PR #3259, opened 2016-10-04
Guard against unused colour definitions

Alhadis:
This slipped in unnoticed. Since ASN.1 is classified as "data", there's no reason for it to have a colour assigned.

Should we add a test for this to stop this happening again...?

### DIFF
--- a/lib/linguist/languages.yml
+++ b/lib/linguist/languages.yml
@@ -19,7 +19,7 @@
 # language_id       - Integer used as a language-name-independent indexed field so that we can rename
 #                     languages in Linguist without reindexing all the code on GitHub. Must not be
 #                     changed for existing languages without the explicit permission of GitHub staff.
-# color             - CSS hex color to represent the language.
+# color             - CSS hex color to represent the language. Only used if type is "programming" or "prose"
 # tm_scope          - The TextMate scope that represents this programming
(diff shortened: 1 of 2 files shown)


larsbrinkhoff:
Automated tests are good!

arfon:
> Should we add a test for this to stop this happening again...?

:+1: why not.

Alhadis:
Working on it. :) Will revise this PR.

Alhadis:
Done! Sorry, that took longer than I thought it would... couldn't figure out why the license-checks were failing, and it ended up being an issue with local submodules (as always).

@arfon I updated the ASN.1 submodule because of, well, [this](https://github.com/ajLangley12/language-asn1/pull/1).

Maybe we should guard against adding grammars with `.DS_Store` files too? 😂

arfon:
> Maybe we should guard against adding grammars with .DS_Store files too? 😂

Lol. Bane. Of. My. ~~OS X~~ macOS. Life.

larsbrinkhoff:
I think we could go even further.  If a languages is `group`ed under another language, its colour will never show in the bar.

Alhadis:
Hadn't thought of that, actually. I admit I forgot that "grouped" languages weren't shown...

larsbrinkhoff:
I'm on it.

#####

## Work order
In the records, how many lines have the word "thought" in them? Only the number is needed.

## Written reply
2